DATA IN THIS EXERCISE -
PR #7130, opened 2025-08-26
fix(ci): Fix self assign action permissions

davideast:
## TLDR
Self assign workflow was broken due to a type in an unneeded permission.

## Dive Deeper
This workflow should only need the `permission-issues: 'write'` issue to execute.

## Reviewer Test Plan
N/A

## Testing Matrix
N/A


jacob314 (approved):
lgtm

Issue #6897, opened 2025-08-22
Repeated failed tool calls


leehagoodjames:
### What happened?

`gemini-cli` will repeatedly fail to call a tool that does not exist. This has been observed with the GitHub MCP, although the issue may affect all tool calls - that is unclear, when `gemini-cli` wrongly appends the MCP server name to the tool name, such as calling `github.list_issues` instead of `list_issues`.

Example:
<img width="983" height="873" alt="Image" src="https://github.com/user-attachments/assets/38a82500-99a5-41bd-9825-7c3d06951a19" />

_Note: This does not appear to be looping behavior, as an inspection of the various attempts shows slight alterations from the model, even trying workarounds with other tools_

_Note: It seems that this issue is related to the way that the tool errors are surface to Gemini. See below how even a highly useful error does not cause gemini-cli to self correct, but copy/pasting that error as a prompt yields the self-correction._

<img width="886" height="1108" alt="Image" src="https://github.com/user-attachments/assets/2cd06963-0a81-47ff-b2ef-946182767d34" />

### What did you expect to happen?

I expect the model to self correct when it calls a tool that does not exist

### Client information

<details>

```console
╭─────────────────────────────────────────────────────────╮
│                                                         │
│ About Gemini CLI                                        │
│                                                         │
│ CLI Version        0.1.22                               │
│ Git Commit         5fe4e023                             │
│ Model              gemini-2.5-pro                       │
│ Sandbox            no sandbox                           │
│ OS                 darwin                               │
│ Auth Method        gemini-api-key                       │
│                                                         │
╰─────────────────────────────────────────────────────────╯
```

</details>

PR #7133, opened 2025-08-26
feat(errors): Make errors more informative

leehagoodjames:
## TLDR

This PR addresses one of the two issues causing #6897.

## Dive Deeper

Two issues are causing #6897:
1. The error messages provided to the Gemini API are not informative enough (this PR addresses that)
1. There is a structural issue in the errors provided to the Gemini API where `id` is passed even when it should not be. A follow-up PR will fix that

## Reviewer Test Plan

Get the Gemini API to call a tool that does not exist and inspect the error message. 

Before:
image

After:
image

## Testing Matrix

|          | 🍏  | 🪟  | 🐧  |
| npm run  | ❓  | ❓  | ❓  |
| npx      | ❓  | ❓  | ❓  |
| Docker   | ❓  | ❓  | ❓  |
| Podman   | ❓  | -   | -   |
| Seatbelt | ❓  | -   | -   |

## Linked issues / bugs

- Related to #6897

### DIFF
--- a/packages/core/package.json
+++ b/packages/core/package.json
@@ -33,12 +33,14 @@
     "@opentelemetry/sdk-node": "^0.203.0",
     "@types/glob": "^8.1.0",
     "@types/html-to-text": "^9.0.4",
+    "@xterm/headless": "5.5.0",
     "ajv": "^8.17.1",
-    "fast-uri": "^3.0.6",
     "ajv-formats": "^3.0.0",
     "chardet": "^2.1.0",
     "diff": "^7.0.0",
     "dotenv": "^17.1.0",
+    "fast-levenshtein": "^2.0.6",
+    "fast-uri": "^3.0.6",
     "fdir": "^6.4.6",
     "fzf": "^0.5.2",
     "glob": "^10.4.5",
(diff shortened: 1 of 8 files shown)


packages/core/src/core/coreToolScheduler.ts
```diff
@@ -485,6 +486,40 @@ export class CoreToolScheduler {
...
+    const allToolNames = this.toolRegistry.getAllToolNames();
+
+    const matches = allToolNames.map((toolName) => ({
+      name: toolName,
+      distance: leven(unknownToolName, toolName),
+    }));
+
+    matches.sort((a, b) => a.distance - b.distance);
+
+    const topNResults = matches.slice(0, topN);
```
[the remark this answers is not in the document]
leehagoodjames: I disagree. The core issue that this PR seeks to resolve is the Gemini API incorrectly prefixing MCP tool names with their server name, ex: `github.list_issues` vs `list_issues`. Using an arbitrary threshold could make this solution less robust for MCP server names that long.

Instead, this solution relies on the global minimum edit distance, to show the _most similar_ tools across all configured tools. This approach should be more resilient to arbitrarily long MCP server names

jerop (approved):
this would be so useful for self healing when the model gets the tools wrong 

cc @jacob314 @NTaylorMullen

packages/core/src/core/coreToolScheduler.ts
```diff
@@ -557,12 +592,14 @@ export class CoreToolScheduler {
         (reqInfo): ToolCall => {
           const toolInstance = this.toolRegistry.getTool(reqInfo.name);
           if (!toolInstance) {
+            const suggestion = this.getToolSuggestion(reqInfo.name);
+            const errorMessage = `Tool "${reqInfo.name}" not found in registry. Tools must use the exact names that are registered, without prefixes.${suggestion}`;
```
scidomino: I'm concerned that this is overly tailored to the specific mcp issue you are looking at. Are we sure this issue is widespread enough to warrant warning about that here?

jerop: how about this
```
Tool "${reqInfo.name}" not found in registry. Tools must use the exact names that are registered.${suggestion}
```

packages/core/package.json
```diff
@@ -46,6 +46,7 @@
     "html-to-text": "^9.0.5",
     "https-proxy-agent": "^7.0.6",
     "ignore": "^7.0.0",
```
scidomino: Do a search to verify that there is no equivalent functionality in any of the existing dependencies (or standard node).

scidomino (approved):

packages/core/src/core/coreToolScheduler.ts
leehagoodjames: Good call, updated to remove any mention of `prefix` using @jerop's suggestion

packages/core/package.json
leehagoodjames: Switched to `fast-levenshtein` which is a dependency of `optionator`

EXERCISE DETAILS - Filter the listing for the word "What" and copy each line that has it.

EXERCISE SOLUTION -
### What happened?
### What did you expect to happen?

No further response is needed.